PR #4653, opened 2022-08-15
cloud: enable tracing on mi

danieldides:
Basic instructions to enable GCP tracing on managed instances. This will be on by default eventually but for now these instructions are sufficient.


content/departments/cloud/technical-docs/operations.md
```diff
@@ -432,6 +432,59 @@ resource.type="gce_instance"
...
+
+service:
+  extensions: [health_check, zpages]
+  pipelines:
+    traces:
+      receivers: [otlp]
+      exporters: [jaeger, googlecloud]
+```
+
+3. Update the corresponding `docker-compose.override.yaml` file to now include the `otel-collector` service and configure all existing services with the correct environment variables. Reference this [pull request enabling otel for `tpgi`](https://github.com/sourcegraph/deploy-sourcegraph-managed/pull/911/files) for an example of all that needs to be modified.
```
bobheadxi, line 471: Is this instance name sensitive information?

content/departments/cloud/technical-docs/operations.md
```diff
@@ -432,6 +432,59 @@ resource.type="gce_instance"
...
+4. Connect to the manage instance and add the following configuration to the `site-config`:
+
+```json
+
+"observability.tracing": {
+  "type": "opentelemetry",
+  "sampling": "selective",
+  "urlTemplate": "https://google.com?{{.TraceID}}"
```
bobheadxi: 🤯 this URL template just works?

michaellzc (approved):

content/departments/cloud/technical-docs/operations.md
danieldides: `tpgi` is an internally-used instance for validating accessibility, it's not a customer instance. That being said, I can remove the name since it's not necessary information and could be confusing for others.

content/departments/cloud/technical-docs/operations.md
danieldides: As far as I can tell, this field doesn't actually seem to be used with the `googleCloud` exporter. It must have the correct URL endpoints correctly configured. Traces with this configuration were correctly delivered.

bobheadxi: The URL template is for links _to_ the traces rendered in the UI, as well as occasionally for logs

danieldides: Ah. Then no, this URL will almost certainly not work. 🤣 I'll look into what the correct URL should be.

bobheadxi: Example: https://console.cloud.google.com/traces/list?project=sourcegraph-managed-sg&tid=166dd657862e1dda79009d5f0c78e523

If this works I think the template should be something like:

```
https://console.cloud.google.com/traces/list?referrer=search&tid={{.TraceID}}&project=sourcegraph-managed-TODO
```

PR #4678, opened 2022-08-18
Add design collaboration and review content, restructure to match

quinnkeast:
This content makes our design collaboration and review process more intentional. I anticipate that this draft will serve us immediately, and will evolve based on ongoing thinking from other design team members!


content/departments/engineering/design/design_collaboration_review/index.md
```diff
@@ -0,0 +1,115 @@
...
+
+Whether approaching [design collaboration](./#design-collaboration) or [review](./#design-review), we follow specific guidelines around [seeking and giving design feedback](./#seeking-and-giving-design-feedback).
+
+## Design collaboration
+
+Design collaboration is our chance to work together as designers on design efforts.
+
+Every design effort has a design owner. This person is usually the designer embedded on a product or feature team carrying out the effort.
+
+This design owner should identify a design collaborator near the beginning of the effort. This tends to make the most sense once the effort has gone through initial discovery and there’s a clearly-defined problem statement, and design exploration into the solution space has begun.
```
jjinnii, line 21: > This design owners _should_ identify a design collaborator....

Does this mean that we recommend having a design collaborator for all (most) of our design work? I feel like based on some of our recent design syncs, there is some ambiguity on when designers should be collaborating with another designer. 

Said another way, I feel like it's very clear to our team that we should continuously ask for design reviews, but it's undefined when design collaboration is _required_.

quinnkeast: I think *most* design efforts should have a design collaborator. 

- Some things are more intentional about this and may call for design collaborators to invest more time actually collaborating, with potentially more process between each other. This is particularly important when two people are working on different things at the same time with a lot of overlap/influence on each other.
- Other things are low-key, low-process, and fluid. Something that's bigger, but doesn't influence something else underway at the same time, still benefits from a design collaborator. Similarly, consider #40072—had I assigned Rob as a design collaborator directly, then I might've asked him while working on it for a quick gut check, and he might've replied with a quick "+1, better than current implementation."

Does this make sense? Is there anything I could change or add to make it more intuitive?

PR #4729, opened 2022-08-25
fix @leonore email to match slack

burmudar:
Build-tracker had some trouble to locate @leonore SlackID and would print `<@>`. After some digging I saw that the team.yml and what is in slack do not match 😄


leonore:
interesting. shame I can't use my alias for this

leonore (approved):

PR #4778, opened 2022-09-01
Clarify instance size in creation

michaellzc:


filiphaftek (approved):
Great!

content/departments/cloud/technical-docs/v1.1/mi1-1_creation_process.md
```diff
@@ -9,6 +9,18 @@ For basic operations like accessing an instance for these steps, see [managed in
 - `customer` - name of customer
 - `ce_email` - email of Customer Engineer from issue
 - `customer_email` - customer admin email (only one from provided in issue)
+- `instance_size` - the t-shirt size of the instance.
+
+  > review the eligibility of each instance size in the [Google Doc](https://docs.google.com/document/d/1WXfmyBsGlIoJvSdxaEhV0iYTD4ylm9ykLyJItDE53eE/edit#bookmark=id.hmlsv2azmjja)
```
RafLeszczynski, line 14: unless for some reason we do not want to have the instance sizes visible to the public I would recommend moving these definitions from google docs to the handbook. 

If we want to keep them internal only I recommend moving them to separate google doc

filiphaftek: @RafLeszczynski we have them defined in trials [here](https://github.com/sourcegraph/handbook/pull/4803/files#diff-533ec697163d9ed3416634f81491372a578f9114d9f0a18167cfb8c2f93b4490R43) - should we make them a link here and in trials?

PR #4799, opened 2022-09-05
Update Cloud FAQ with data migration answer

rafax:
Update Cloud FAQ to clearly state that Cloud doesn't support data migrations.


rafax:
Adding @sqs as Head-of-Eng/Head-of-Product - this is something we aligned on in the past, but it was never documented in Handbook.

RafLeszczynski (approved):

sqs (approved):

PR #4943, opened 2022-09-24
Update mechanics guide for cloud capitalization

iskyOS:
Adding HB guidance specific to using the word "Cloud" and when it should be capitalized.


iskyOS:
Also removed "Code Intelligence" as a product name while I was updating this page.

PR #819, opened 2017-02-10
Awareness of Spring Boot context path to readiness and liveness checks

srjturner:
Spring Boot apps with a non-empty context root (i.e. a value for "server.context-root" in application.properties) currently get a readiness and liveness check that points to the wrong path ("/health" rather than "/context-root/health"). This obviously means that Kubernetes will continually redeploy the pods because it thinks they are unhealthy. This PR fixes that. Not sure if there is a place for this in the documentation - it's really something that should "just work".


rhuss:
Sorry for the delay. Looks good to me (its not a big change anway ;-)

Thanks !

[merge]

* [ACTION ITEM]:
Leaving every word in place, output the whole listing above.

* [YOUR SOLUTION]:
PR #4653, opened 2022-08-15
cloud: enable tracing on mi

danieldides:
Basic instructions to enable GCP tracing on managed instances. This will be on by default eventually but for now these instructions are sufficient.


content/departments/cloud/technical-docs/operations.md
```diff
@@ -432,6 +432,59 @@ resource.type="gce_instance"
...
+
+service:
+  extensions: [health_check, zpages]
+  pipelines:
+    traces:
+      receivers: [otlp]
+      exporters: [jaeger, googlecloud]
+```
+
+3. Update the corresponding `docker-compose.override.yaml` file to now include the `otel-collector` service and configure all existing services with the correct environment variables. Reference this [pull request enabling otel for `tpgi`](https://github.com/sourcegraph/deploy-sourcegraph-managed/pull/911/files) for an example of all that needs to be modified.
```
bobheadxi, line 471: Is this instance name sensitive information?

content/departments/cloud/technical-docs/operations.md
```diff
@@ -432,6 +432,59 @@ resource.type="gce_instance"
...
+4. Connect to the manage instance and add the following configuration to the `site-config`:
+
+```json
+
+"observability.tracing": {
+  "type": "opentelemetry",
+  "sampling": "selective",
+  "urlTemplate": "https://google.com?{{.TraceID}}"
```
bobheadxi: 🤯 this URL template just works?

michaellzc (approved):

content/departments/cloud/technical-docs/operations.md
danieldides: `tpgi` is an internally-used instance for validating accessibility, it's not a customer instance. That being said, I can remove the name since it's not necessary information and could be confusing for others.

content/departments/cloud/technical-docs/operations.md
danieldides: As far as I can tell, this field doesn't actually seem to be used with the `googleCloud` exporter. It must have the correct URL endpoints correctly configured. Traces with this configuration were correctly delivered.

bobheadxi: The URL template is for links _to_ the traces rendered in the UI, as well as occasionally for logs

danieldides: Ah. Then no, this URL will almost certainly not work. 🤣 I'll look into what the correct URL should be.

bobheadxi: Example: https://console.cloud.google.com/traces/list?project=sourcegraph-managed-sg&tid=166dd657862e1dda79009d5f0c78e523

If this works I think the template should be something like:

```
https://console.cloud.google.com/traces/list?referrer=search&tid={{.TraceID}}&project=sourcegraph-managed-TODO
```

PR #4678, opened 2022-08-18
Add design collaboration and review content, restructure to match

quinnkeast:
This content makes our design collaboration and review process more intentional. I anticipate that this draft will serve us immediately, and will evolve based on ongoing thinking from other design team members!


content/departments/engineering/design/design_collaboration_review/index.md
```diff
@@ -0,0 +1,115 @@
...
+
+Whether approaching [design collaboration](./#design-collaboration) or [review](./#design-review), we follow specific guidelines around [seeking and giving design feedback](./#seeking-and-giving-design-feedback).
+
+## Design collaboration
+
+Design collaboration is our chance to work together as designers on design efforts.
+
+Every design effort has a design owner. This person is usually the designer embedded on a product or feature team carrying out the effort.
+
+This design owner should identify a design collaborator near the beginning of the effort. This tends to make the most sense once the effort has gone through initial discovery and there’s a clearly-defined problem statement, and design exploration into the solution space has begun.
```
jjinnii, line 21: > This design owners _should_ identify a design collaborator....

Does this mean that we recommend having a design collaborator for all (most) of our design work? I feel like based on some of our recent design syncs, there is some ambiguity on when designers should be collaborating with another designer. 

Said another way, I feel like it's very clear to our team that we should continuously ask for design reviews, but it's undefined when design collaboration is _required_.

quinnkeast: I think *most* design efforts should have a design collaborator. 

- Some things are more intentional about this and may call for design collaborators to invest more time actually collaborating, with potentially more process between each other. This is particularly important when two people are working on different things at the same time with a lot of overlap/influence on each other.
- Other things are low-key, low-process, and fluid. Something that's bigger, but doesn't influence something else underway at the same time, still benefits from a design collaborator. Similarly, consider #40072—had I assigned Rob as a design collaborator directly, then I might've asked him while working on it for a quick gut check, and he might've replied with a quick "+1, better than current implementation."

Does this make sense? Is there anything I could change or add to make it more intuitive?

PR #4729, opened 2022-08-25
fix @leonore email to match slack

burmudar:
Build-tracker had some trouble to locate @leonore SlackID and would print `<@>`. After some digging I saw that the team.yml and what is in slack do not match 😄


leonore:
interesting. shame I can't use my alias for this

leonore (approved):

PR #4778, opened 2022-09-01
Clarify instance size in creation

michaellzc:


filiphaftek (approved):
Great!

content/departments/cloud/technical-docs/v1.1/mi1-1_creation_process.md
```diff
@@ -9,6 +9,18 @@ For basic operations like accessing an instance for these steps, see [managed in
 - `customer` - name of customer
 - `ce_email` - email of Customer Engineer from issue
 - `customer_email` - customer admin email (only one from provided in issue)
+- `instance_size` - the t-shirt size of the instance.
+
+  > review the eligibility of each instance size in the [Google Doc](https://docs.google.com/document/d/1WXfmyBsGlIoJvSdxaEhV0iYTD4ylm9ykLyJItDE53eE/edit#bookmark=id.hmlsv2azmjja)
```
RafLeszczynski, line 14: unless for some reason we do not want to have the instance sizes visible to the public I would recommend moving these definitions from google docs to the handbook. 

If we want to keep them internal only I recommend moving them to separate google doc

filiphaftek: @RafLeszczynski we have them defined in trials [here](https://github.com/sourcegraph/handbook/pull/4803/files#diff-533ec697163d9ed3416634f81491372a578f9114d9f0a18167cfb8c2f93b4490R43) - should we make them a link here and in trials?

PR #4799, opened 2022-09-05
Update Cloud FAQ with data migration answer

rafax:
Update Cloud FAQ to clearly state that Cloud doesn't support data migrations.


rafax:
Adding @sqs as Head-of-Eng/Head-of-Product - this is something we aligned on in the past, but it was never documented in Handbook.

RafLeszczynski (approved):

sqs (approved):

PR #4943, opened 2022-09-24
Update mechanics guide for cloud capitalization

iskyOS:
Adding HB guidance specific to using the word "Cloud" and when it should be capitalized.


iskyOS:
Also removed "Code Intelligence" as a product name while I was updating this page.

PR #819, opened 2017-02-10
Awareness of Spring Boot context path to readiness and liveness checks

srjturner:
Spring Boot apps with a non-empty context root (i.e. a value for "server.context-root" in application.properties) currently get a readiness and liveness check that points to the wrong path ("/health" rather than "/context-root/health"). This obviously means that Kubernetes will continually redeploy the pods because it thinks they are unhealthy. This PR fixes that. Not sure if there is a place for this in the documentation - it's really something that should "just work".


rhuss:
Sorry for the delay. Looks good to me (its not a big change anway ;-)

Thanks !

[merge]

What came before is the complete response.